I have a HW 95 in .177 and a HW 80 in .22. Last weekend the center stock bolt fell out of both of them on the same day within 10 minutes of each other. I have had the HW 95 for about a year and the HW 80 for about a month. So about 500 or so rounds out of the 95 and about 100 out of the 80. So now I am thinking I need to use thread locker to keep those bolts in. The question is Lock Tite Red or Blue. I would prefer the Blue because it is less difficult to take apart when necessary.

A friend of mine says to use clear fingernail polish to keep the bolts in. Anyone ever try that?

Any help you can provide is most appreciated.

Thanks,

Bill.
 
If you are going to use thread locker use Blue. Red is meant to be permanent. It will take heat (a lot of heat) to release Red. an alternative to using Locktite of any kind is to clean the threads real good and use a small amount of Permatex Ultra Gray silicone. The screws come loose due to the vibration a springer creates and the silicone will "dampen" the effects on the bolts coming loose. Keep in mind the threads must be CLEAN before you use the silicone. When you need to remove the bolts they will release a lot easier than with Locktite.
 
Hi Bill,,From where-ever I' ve read,the Blue 242 is recommended. Be careful not to over tighten the screws. Can damage the stock,by compressing it till it splits or cracks. AoA sells { Brass Screw Cup Kit } $15.30 a set for both your rifles. Kinda pricey for what you get.1 heck of a( 700%? ) mark-up.Have a friend with a lathe? They would be easy to machine. I think I saw another post around here somewhere that described a technique using glue to saturate the screw hole pockets to help the wood from getting compressed.
 
I have my R1 since 1984 shooting in excess of 300,000 pellets.

It has never, repeat never had the screws come loose.

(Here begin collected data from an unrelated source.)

PR #7258, opened 2020-03-26
Fix typo on macos.md

viniciusbds:
This PR only fix a typo on macos.md page


tstromberg:
We prefer to be called `minikube`.

PR #7267, opened 2020-03-26
kic: Use bind IP for minikube IP on linux

### LINKED ISSUE #7191: TestAddons/parallel/Registry consistent docker failure: GET http://127.0.0.1:5000 giving up after 5 attempts
as seen here
https://storage.googleapis.com/minikube-builds/logs/7173/67bd258/Docker_Linux.html#fail_TestAddons%2fparallel%2fRegistry

```
make integration -e TEST_ARGS="-test.run TestAddons/parallel/Registry --profile=minikube --cleanup=false --minikube-start-args="--driver=docker""
```

priyawadhwa:
We want to return the external ip when running $(minikube ip). This was causing a bug in `TestAddons/parallel/Registry`, which expects $(minikube ip):5000 to connect to an nginx service when the registry addon is enabled.

```
make integration -e TEST_ARGS="-test.run TestAddons/parallel/Registry --profile=minikube --cleanup=false --minikube-start-args="--driver=docker""
```

fixes #7191


cmd/minikube/cmd/docker-env.go
```diff
@@ -151,6 +151,13 @@ var dockerEnvCmd = &cobra.Command{
 		var err error
 		port := constants.DockerDaemonPort
 		if driver.IsKIC(driverName) {
+			// Update ip
+			ip := net.ParseIP(oci.DefaultBindIPV4)
+			if ip == nil {
+				exit.WithCodeT(exit.Software, fmt.Sprintf("Unable to parse driver IP: %q", ip))
+			}
+			co.DriverIP = ip
```
tstromberg: instead of updating `co.DriverIP`, define a  new variable named `dockerIP` to be more accurate.

pkg/minikube/mustload/mustload.go
```diff
@@ -111,10 +110,6 @@ func Running(name string) ClusterController {
 		exit.WithError("Unable to get driver IP", err)
 	}
 
-	if driver.IsKIC(host.DriverName) {
```
medyagh: If I am not wrong, I believe we still need this for macOS.
we can not hit the IP of the container but the DefaultBind 127.0.0.1

priyawadhwa:
So on Mac I'm getting an i/o timeout:

```
=== RUN   TestAddons
=== RUN   TestAddons/parallel
=== RUN   TestAddons/parallel/Registry
=== PAUSE TestAddons/parallel/Registry
=== CONT  TestAddons/parallel/Registry
2020/03/26 16:32:07 [DEBUG] GET http://172.17.0.2:5000
2020/03/26 16:32:37 [ERR] GET http://172.17.0.2:5000 request failed: Get http://172.17.0.2:5000: dial tcp 172.17.0.2:5000: i/o timeout
2020/03/26 16:32:37 [DEBUG] GET http://172.17.0.2:5000: retrying in 1s (4 left)
2020/03/26 16:33:08 [ERR] GET http://172.17.0.2:5000 request failed: Get http://172.17.0.2:5000: dial tcp 172.17.0.2:5000: i/o timeout
```

tstromberg:
If I understand, this test can't really work on macOS, because the port isn't exposed.

@medyagh - What's the mechanism that regular users should be using to expose this port properly? The test should be using that, at least in the `IsKIC()` case.

afbjorklund:
Not sure there is anything proper about 5000, probably should use a tunnel to expose it ?

Where `docker0` is broken

priyawadhwa:
cc @medyagh PTAL as a temporary fix on linux

Issue #6956, opened 2020-03-08
Test Flake: calculate hash for cacert: Expecting: TRUSTED CERTIFICATE


medyagh:
As seen on a PR on the head:
https://storage.googleapis.com/minikube-builds/logs/6953/9e72a2a/Docker_Linux.html#fail_TestStartStop%2fgroup%2fold-docker

for TestStartStop:
```
I0308 11:48:21.318387    5087 crypto.go:165] Writing key to /home/jenkins/minikube-integration/linux-amd64-docker-6953-3395-9e72a2ad9cfe3e9e63411de65ecae4a2f2f707eb/.minikube/proxy-client.key ...
I0308 11:48:21.318415    5087 lock.go:35] WriteFile acquiring /home/jenkins/minikube-integration/linux-amd64-docker-6953-3395-9e72a2ad9cfe3e9e63411de65ecae4a2f2f707eb/.minikube/proxy-client.key: {Name:mke8369eb326ee552b61eb2006c7133b4cc6de85 Clock:{} Delay:500ms Timeout:1m0s Cancel:<nil>}
W0308 11:48:29.371066    5087 exit.go:101] Failed to setup certs: certificate symlinks: calculate hash for cacert /usr/share/ca-certificates/5904.pem: openssl x509 -hash -noout -in /usr/share/ca-certificates/5904.pem: openssl x509 -hash -noout -in /usr/share/ca-certificates/5904.pem: exit status 1
stdout:
stderr:
unable to load certificate
140712931894464:error:0909006C:PEM routines:get_name:no start line:../crypto/pem/pem_lib.c:745:Expecting: TRUSTED CERTIFICATE
* 
X Failed to setup certs: certificate symlinks: calculate hash for cacert /usr/share/ca-certificates/5904.pem: openssl x509 -hash -noout -in /usr/share/ca-certificates/5904.pem: openssl x509 -hash -noout -in /usr/share/ca-certificates/5904.pem: exit status 1
stdout:
stderr:
unable to load certificate
140712931894464:error:0909006C:PEM routines:get_name:no start line:../crypto/pem/pem_lib.c:745:Expecting: TRUSTED CERTIFICATE
* 
* minikube is exiting due to an error. If the above message is not useful, open an issue:
- https://github.com/kubernetes/minikube/issues/new/choose
** /stderr **

```

CC: @tstromberg

tstromberg:
apparently introduced by #6889 - March 4th

tstromberg:
[...]

PR #7270, opened 2020-03-26
Add more debugging for certificate issues

tstromberg:
To help catch a  race condition: #6956

### DIFF
--- a/pkg/minikube/bootstrapper/certs.go
+++ b/pkg/minikube/bootstrapper/certs.go
@@ -117,6 +117,7 @@ func SetupCerts(cmd command.Runner, k8s config.KubernetesConfig, n config.Node) 
 	}
 
 	for _, f := range copyableFiles {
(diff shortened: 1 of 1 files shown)


pkg/minikube/bootstrapper/certs.go
```diff
@@ -360,9 +362,16 @@ func collectCACerts() (map[string]string, error) {
 
 // getSubjectHash calculates Certificate Subject Hash for creating certificate symlinks
 func getSubjectHash(cr command.Runner, filePath string) (string, error) {
+	lrr, err := cr.RunCmd(exec.Command("ls", "-la", filePath))
+	if err != nil {
+		return "", err
```
medyagh: Wrap the error with something helpful.

tstromberg: I don't think there is anything extra we can add - the error already includes the command-line:

getSubjectHash: ls -la <path>: returned exit code 1

PR #11309, opened 2021-05-06
docker driver: relax version constraint

AkihiroSuda:
When Docker (Moby) was installed from the source code, the version string is typically set to ["dev"](https://github.com/moby/moby/blob/v20.10.6/hack/make.sh#L42), or ["library-import"](https://github.com/moby/moby/blob/v20.10.6/dockerversion/version_lib.go#L10).

Previously, minikube could not start with these versions.

--- 
Before:
```console
$ minikube start --driver=docker
* minikube v1.20.0 on Ubuntu 21.04
* Using the docker driver based on user configuration

X Exiting due to PROVIDER_DOCKER_NOT_RUNNING: expected version format is "<year>.<month>.{patch}". but got dev
* Documentation: https://minikube.sigs.k8s.io/docs/drivers/docker/
```

After:
```console
$ minikube start --driver=docker
 ...
* minikube v1.20.0 on Ubuntu 21.04
! For improved Docker performance, Install the official release of Docker (Minimum recommended version is 18.09.0, current version is dev)
...
 ```

### DIFF
--- a/pkg/minikube/registry/drvs/docker/docker.go
+++ b/pkg/minikube/registry/drvs/docker/docker.go
@@ -87,7 +87,7 @@ func configure(cc config.ClusterConfig, n config.Node) (interface{}, error) {
 	}), nil
 }
 
-func status() registry.State {
+func status() (retState registry.State) {
 	_, err := exec.LookPath(oci.Docker)
 	if err != nil {
 		return registry.State{Error: err, Installed: false, Healthy: false, Fix: "Install Docker", Doc: docURL}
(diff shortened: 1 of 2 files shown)

### CODE REVIEW

**Comment by medyagh** [comment]
@AkihiroSuda do u mind sharing the instructions to build docker from source ? 
and how about instead of relaxing the requirement, we detect the docker from source and add an info line to users that you are using Docker from Source and this is not Tested and use it as your own risk ?

**Comment by afbjorklund** [comment]
Thank you for this fix, we had a similar bug for podman (should have looked twice)

**Review by ilya-zuyev — COMMENTED** [review]
Thanks for the PR! Could you update the description with examples of output before and after  the change?

**Review by ilya-zuyev — CHANGES_REQUESTED** [review]
Please add a unit test for `checkDockerVersion`

**Comment by AkihiroSuda** [comment]
> I admitably I had never seen anyone build docker from source.

I'm a maintainer of Moby (aka dockerd), so I'm always using github.com/moby/moby@master

> do u mind sharing the instructions to build docker from source ?

```bash
git clone https://github.com/docker/docker.git
cd docker
make binary
make install
```

The version string is set to `dev`.

Alternatively, you can also install dockerd with `go build github.com/docker/docker/cmd/dockerd`. In this case, the version is set to `library-import`. Direct execution of `go build` is unrecommended but still valid.


> and how about instead of relaxing the requirement, we detect the docker from source and add an info line to users that you are using Docker from Source and this is not Tested and use it as your own risk ?

Returned to the caller as `{NeedsImprovement: true, Fix: "Install the official release of Docker (Minimum recommended version is 18.09.0, current version is dev)"}`


>  Could you update the description with examples of output before and after the change?

Done

> Please add a unit test for checkDockerVersion

Done

medyagh (approved):
Thank you @AkihiroSuda for improving the docker version check on minikube

medyagh:
look forward to see more PRs from you @AkihiroSuda

AkihiroSuda:
Thanks!

PR #11329, opened 2021-05-07
Simplify zsh completion code

baryluk:
Zsh is supported by Cobra for few years now.

No need for hacks (converting bash script to zsh).

The cobra's zsh completion relays on dynamically running minikube with `__complete` to learn completions. In my testing it is plenty fast (can't observe any delay, and manually running `./out/minikube __complete ...` for various combinations, it always finishes in less than 50ms).

I also manually verified that it works in zsh, and essentially all tested sub-commands and `--options` behave same way as in `bash` completions. There might be minor semantic differences (I couldn't find any tho), but it should be inconsequential, not guaranteed to be stable.

Also update the help text a little to be both more universal and "correct".


medyagh:
@baryluk thank you for this PR, do u mind pasting in the PR description the output Before and After this PR , I dont use zshell and there is no way for me to verify this, I would love to see ouput before and after this PR to help me review this PR 

agian thank you

baryluk:
> @baryluk thank you for this PR, do u mind pasting in the PR description the output Before and After this PR , ...

What output?

afbjorklund:
@baryluk : I get an error when testing this:

```console
 % ./out/minikube completion zsh | tee "${fpath[1]}/_minikube"
tee: /usr/local/share/zsh/site-functions/_minikube: Permission denied
```

You probably want to add a `sudo`, or use something like ~/.local ?

baryluk:
> @baryluk : I get an error when testing this:
> 
> ```
>  % ./out/minikube completion zsh | tee "${fpath[1]}/_minikube"
> tee: /usr/local/share/zsh/site-functions/_minikube: Permission denied
> ```
> 
> You probably want to add a `sudo`, or use something like ~/.local ?

Yes. Probably (I used sudo). I don't see any standard user-accessible location in zsh that is enabled by default. :/

afbjorklund:
> I don't see any standard user-accessible location in zsh that is enabled by default. :/

You can install it anywhere, but apparently you need to add it to `~/.zshrc` manually:

```
  fpath=(path/to/zsh-completions/src $fpath)
```

Here is what Docker is doing:

https://docs.docker.com/compose/completion/#zsh

afbjorklund:
In general we don't have _any_ instructions for doing a user-level (non-admin) installation of minikube.

`sudo install minikube-linux-amd64 /usr/local/bin/minikube`

So it is OK to use root also for installation of the completion, like `/etc/bash_completion.d/`

It would be better if it installed to `/etc` instead of `/usr/local/share`, but that's another story.

baryluk:
I will go back to rebasing this code soon. Thanks for the initial checks.

xaocon:
Could we get a static copy of a working zsh completion file until this is working?

medyagh:
@baryluk sorry for the delay in PR review, would u plz re-base your PR and also paste the output Before/After this PR ?

PR #11341, opened 2021-05-07
docs: fix sidebar current page highlight issue

dinever:
Fixes the issue where the sidebar doesn't support highlight on the selected page.

| Before                                                                                                          | After                                                                                                          |
|-----------------------------------------------------------------------------------------------------------------|----------------------------------------------------------------------------------------------------------------|
| Before | After |

Thanks!

### DIFF
--- a/site/layouts/partials/sidebar-tree.html
+++ b/site/layouts/partials/sidebar-tree.html
@@ -85,7 +85,7 @@
           <!-- always show pages in the current section -->
           {{ if $activeSection }}
               {{ $showPage = true }}
-              {{ $activePage := eq . $p }}
+              {{ $activePage = eq . $p }}
           {{ end }}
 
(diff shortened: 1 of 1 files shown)


site/layouts/partials/sidebar-tree.html
```diff
@@ -85,7 +85,7 @@
           <!-- always show pages in the current section -->
           {{ if $activeSection }}
               {{ $showPage = true }}
-              {{ $activePage := eq . $p }}
+              {{ $activePage = eq . $p }}
```
dinever, line 88: Using `:=` shadows the outer scope `activePage` variable. So the outer scope variable will always be `false` before this fix.

medyagh (approved):

medyagh:
thank you @dinever

PR #11346, opened 2021-05-08
Load kicbase image from right cache and add log

### LINKED ISSUE #11321: The kicbase image downloads twice
There is a regression in minikube 1.20.0, that the kicbase image will download twice: once to cache, once to daemon

The workaround is to do minikube start --download-only (or maybe `docker pull`), or to just let it download

The fix was in PR ~~#11063~~

But it didn't make it to release

afbjorklund:
It was silently failing to load from the (wrong) cache directory,
causing the image to be download twice from the network instead.

```
🚜  Pulling base image ...
    > gcr.io/k8s-minikube/kicbase...: 358.10 MiB / 358.10 MiB  100.00% 15.00 Mi
    > gcr.io/k8s-minikube/kicbase...: 358.10 MiB / 358.10 MiB  100.00% 9.23 MiB
🔥  Creating docker container (CPUs=2, Memory=7900MB) ...
```

Also the name of the function was misleading.
It takes an image, and not actually a filename.

Closes #11321


medyagh:
> **kvm2 driver with docker runtime**
> 
> ```
> +----------------+----------+---------------------+
> |    COMMAND     | MINIKUBE | MINIKUBE (PR 11346) |
> +----------------+----------+---------------------+
> | minikube start | 52.7s    | 50.9s               |
> | enable ingress | 35.1s    | 38.8s               |
> +----------------+----------+---------------------+
> ```
> 
> **docker driver with docker runtime**
> 
> ```
> +----------------+----------+---------------------+
> |    COMMAND     | MINIKUBE | MINIKUBE (PR 11346) |
> +----------------+----------+---------------------+
> | minikube start | 21.5s    | 24.1s               |
> | enable ingress | 34.2s    | 32.8s               |
> +----------------+----------+---------------------+
> ```
> 
> **docker driver with containerd runtime**
> 
> ```
> +----------------+----------+---------------------+
> |    COMMAND     | MINIKUBE | MINIKUBE (PR 11346) |
> +----------------+----------+---------------------+
> | minikube start | 41.5s    | 46.1s               |
> | enable ingress |          |                     |
> +----------------+----------+---------------------+
> ```

@afbjorklund could this PR legit made minikube start slower ?

medyagh:
lets pull upstream after this PR is merged https://github.com/kubernetes/minikube/pull/11223

medyagh:
@afbjorklund other PR merged. Ready for pulling upstream

afbjorklund:
I made the existance check public again, because it looked assymetric in the mini-API.

For some reason we do download and load separate for the cache, but not for daemon ?
i.e. it is hidden away in the go-containerregistry abstraction, which just calls both of them

https://github.com/google/go-containerregistry/blob/main/pkg/v1/daemon/write.go#L38

andriyDev:
> @andriyDev
> I made the existance check public again, because it looked assymetric in the mini-API.
> 
> ```
> func ImageExistsInCache(img string) bool
> func ImageExistsInDaemon(img string) bool
> func ImageToCache(img string) error
> func ImageToDaemon(img string) error
> ```
> 
> For some reason we do download and load separate for the cache, but not for daemon ?
> i.e. it is hidden away in the go-containerregistry abstraction, which just calls both of them
> 
> https://github.com/google/go-containerregistry/blob/main/pkg/v1/daemon/write.go#L38
> 
> Possibly we should move the remaining function into "download" as well, but name is odd.
> 
> download.ImagePathInCache
> image.LoadFromTarball
> 
> Something like:
> 
> download.ImageFromCache (?)
> download.CacheToDaemon (?)
> 
> And we still have Docker hardcoded (as Daemon), so there is no support for Podman yet.
> 
> #8577 (~PR #11063~ ~PR #11356~)
> 
> daemon.Write
> 
> ```
> func ImageExistsInPodman(img string) bool
> func ImageToPodman(img string) error
> ```

How about instead of making ImageExistsInCache public, we make ImageExistsInDaemon private? Our only use case is in cache.go. We should move that call into download.CacheToDaemon.

I am a little concerned however on the semantics of "download.CacheToDaemon" - there's no download involved there, which is a big reason the ImageToCache/Daemon functions were moved from the image package.

I wonder if this solution is wrong. Why do we have ImageToDaemon? Perhaps we should force the only route to be to download to the cache, then load the tarball. Else we may end up having people download multiple images to their docker through restarts (maybe I'm misunderstanding that though).

afbjorklund:
> I wonder if our assumption is wrong. Why do we have ImageToDaemon? Perhaps we should force the only route to be to download to the cache, then load the tarball. Else we may end up having people download images to their docker multiple times through restarts (maybe I'm misunderstanding that though).

I opened a story for it: #11411

afbjorklund:
> How about instead of making ImageExistsInCache public, we make ImageExistsInDaemon private? Our only use case is in cache.go. We should move that call into download.CacheToDaemon.

I think it currently skips using that function, and instead always tries to load the (possibly non-existent) file and fails silently.

At some point it should give up on the image and the registry if they fail to download, and move on to the fallback images.

afbjorklund:
Having "daemon" in the API is not great either, but that was inherited from go-containerregistry

However, it is not portable to other engines. It even has a docker client, importing all of _that_ code.

github.com/docker/docker/client
```go
type imageOpener struct {
	ref      name.Reference
	buffered bool
	client   Client
}
```

And I guess saving the image to memory or tempfile is going to fail at some point, for any big images.

pkg/minikube/download/image.go
```diff
@@ -43,10 +43,16 @@ var (
...
-func imageExistsInCache(img string) bool {
+// imagePathInCache returns path in local cache directory
+func imagePathInCache(img string) string {
 	f := filepath.Join(constants.KICCacheDir, path.Base(img)+".tar")
 	f = localpath.SanitizeCacheDir(f)
+	return f
+}
+
+// ImageExistsInCache if img exist in local cache directory
+func ImageExistsInCache(img string) bool {
```
medyagh, line 54: I dont see this func be used outside `download` paockage any reason it is public ?
and also how about we move it to `image` package `image.ExistsInCache(img)` reads much better  than `download.ImageExistsInCache`

wdyt @afbjorklund

afbjorklund: https://github.com/kubernetes/minikube/pull/11346#issuecomment-841095916

medyagh:
@afbjorklund would u please (I tried to push to the branch but it didnt let me)

medyagh:
the containerd test failures seem to be flake

PR #11354, opened 2021-05-09
Use upgrade instead of install for the RPM installation

alenzen:
-U installs or upgrades the package currently installed to a newer version, so it might be preferable to -i.

### DIFF
--- a/site/content/en/docs/start/_index.md
+++ b/site/content/en/docs/start/_index.md
@@ -46,7 +46,7 @@ sudo dpkg -i minikube_latest_amd64.deb
 
 ```shell
 curl -LO https://storage.googleapis.com/minikube/releases/latest/minikube-latest.x86_64.rpm
-sudo rpm -ivh minikube-latest.x86_64.rpm
+sudo rpm -Uvh minikube-latest.x86_64.rpm
 ```
 
 ### arm64 / aarch64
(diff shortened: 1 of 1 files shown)


afbjorklund:
Change sounds alright, but needs a better commit message and the CLA signed

alenzen:
I have successfully signed the Contributor License Agreement.

afbjorklund (approved):

afbjorklund:
For some reason we use "dpkg -i" but "rpm -Uvh" (with verbose and hashes and stuff). But I guess that is normal.

Sad that we cannot use "apt" and "yum" to manage the packages, but this change will make .rpm a little better...

BEFORE:

```console
# rpm -ivh minikube-1.20.0-0.x86_64.rpm 
Verifying...                          ################################# [100%]
Preparing...                          ################################# [100%]
	file /usr/bin/minikube from install of minikube-1.20.0-0.x86_64 conflicts with file from package minikube-1.19.0-0.x86_64

```

AFTER:

```console
# rpm -Uvh minikube-1.20.0-0.x86_64.rpm 
Verifying...                          ################################# [100%]
Preparing...                          ################################# [100%]
Updating / installing...
   1:minikube-1.20.0-0                ################################# [ 50%]
Cleaning up / removing...
   2:minikube-1.19.0-0                ################################# [100%]

```

PR #11355, opened 2021-05-09
Sort rejected drivers by their preference order

### LINKED ISSUE #10009: Rejected drivers not shown in priority order

afbjorklund:
Don't show drivers not being selected by default

Closes #10009

BEFORE

* Unable to pick a default driver. Here is what was considered, in preference order:
  - vmware: Not installed: exec: "docker-machine-driver-vmware": executable file not found in $PATH
  - docker: Not installed: exec: "docker": executable file not found in $PATH
  - kvm2: Not installed: exec: "virsh": executable file not found in $PATH
  - none: Not installed: exec: "iptables": executable file not found in $PATH
  - podman: Not installed: exec: "podman": executable file not found in $PATH
  - virtualbox: Not installed: unable to find VBoxManage in $PATH

AFTER

* Unable to pick a default driver. Here is what was considered, in preference order:
  - docker: Not installed: exec: "docker": executable file not found in $PATH
  - kvm2: Not installed: exec: "virsh": executable file not found in $PATH
  - vmware: Not installed: exec: "docker-machine-driver-vmware": executable file not found in $PATH
  - podman: Not installed: exec: "podman": executable file not found in $PATH
  - virtualbox: Not installed: unable to find VBoxManage in $PATH

The priority was being clobbered for unhealthy drivers, so save original priority as "preference"

### DIFF
--- a/pkg/minikube/registry/global.go
+++ b/pkg/minikube/registry/global.go
@@ -66,11 +66,16 @@ var (
 
 // DriverState is metadata relating to a driver and status
 type DriverState struct {
-	Name       string
-	Default    bool
+	// Name is the name of the driver used internally
+	Name string
+	// Default drivers are selected automatically
+	Default bool
+	// Preference is the original priority from driver
 	Preference Priority
-	Priority   Priority
-	State      State
+	// Priority is the effective priority with health
+	Priority Priority
+	// State is the state of driver and dependencies
+	State State
 	// Rejection is why we chose not to use this driver
 	Rejection string
 	// Suggestion is how the user could improve health
--- a/pkg/minikube/registry/global.go
+++ b/pkg/minikube/registry/global.go
@@ -66,10 +66,11 @@ var (
 
 // DriverState is metadata relating to a driver and status
 type DriverState struct {
-	Name     string
-	Default  bool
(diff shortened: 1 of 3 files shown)


medyagh (approved):

pkg/minikube/registry/global.go
```diff
@@ -66,10 +66,11 @@ var (
 
 // DriverState is metadata relating to a driver and status
 type DriverState struct {
-	Name     string
-	Default  bool
-	Priority Priority
-	State    State
+	Name       string
+	Default    bool
+	Preference Priority
```
medyagh, line 71: how about add a comment for what is Preference in this Struct
and also add a comment for Priority
and also a comment for Default 

so the new contributors have an easier time learning this part of the code ?

medyagh (changes requested):

pkg/minikube/registry/global.go
afbjorklund: Added comments

afbjorklund:
Note that this PR only changes the output to the user. The actual bug fix was in PR #11371

spowelljr (approved):

PR #11356, opened 2021-05-09
Revert "base-image: Allow using podman as well as docker daemon"

medyagh:
Reverts kubernetes/minikube#11063

LoadImage test is consistently failing all on GH action tests
  "TestFunctional/parallel/LoadImage" 
Could it be from this PR ?

https://github.com/kubernetes/minikube/pull/11063


afbjorklund (changes requested):
I don't think it is the kicbase changes that is causing the failures, but something from the other PRs. For instance it could be an issue with the canonical names, or a test framework issue ?

medyagh:
> I don't think it is the kicbase changes that is causing the failures, but something from the other PRs. For instance it could be an issue with the canonical names, or a test framework issue ?

Revering the pr seems to make all functional green (except containerd)

afbjorklund (approved):

afbjorklund:
There was a problem with the daemonBinary not being set in all code paths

Ditto, the D52, HW35 and the TX200.

I tighten the screws as discussed in the manuals, shoot them a bunch and tighten them again. Voila

I know the trigger guard screws are adjusted because of pressure on the safety, etc., but for the front screws on my HW, TX, D52 I tighten them til they squeak.

Good luck




 
OP, I have struggled with this issue on my R-1, and all my other springers, and I have never been fortunate enough to have tightened them and forgotten them!!! I used to use Loctite 242-blue, but it produces more of a one and done type joint, as it were, BUT...it can be undone easily with hand tools. Not so, Loctite red...I also have used Loctite 290-green for locking a thread after the fact, IF I'm able to get into the back of the threads. But, it's a lighter bond than 242. Now, upon the advice of many on the World Wide Web, I use VibraTite VC-3. It's said that you can re-tighten and still have a bond established.

Along with all that, I have obtained a Wheeler FAT Wrench, and I use it before, after, and if necessary, during shooting. For my rifles, I tighten the front stock screws to 22 in-lbs, the big trigger guard screw to 35-44 in-lbs, the rear smaller trigger guard screw to 15-18 in-lbs (its not critical to accuracy), the horizontal scope ring screws to 30-35 in-lbs, and the vertical scope ring screws to 15 in-lbs. If you're gonna err, you'd be better off erring on the side of less torque, in my opinion. And there's no absolutes in terms of torque, but if you have a good feel for torque, you might want to opt for that instead of the fifty buck tool. I have a good wrist torque wrench, but for something as finicky as a springer, I've opted for the FAT wrench. And I use it often. 

If, when I'm shooting, the point of impact starts to wander, the very first thing I check is torque. And I've been flabbergasted on how little the stock screws have to loosen before it starts to wander!!! Which, if you think about it, makes sense...the pellets still in the barrel when the action starts to squirm around in the stock. Since going to this regimen, I've been rewarded with much more consistency out of my springers. Which is all I have, except for my 392, which isn't finicky at all!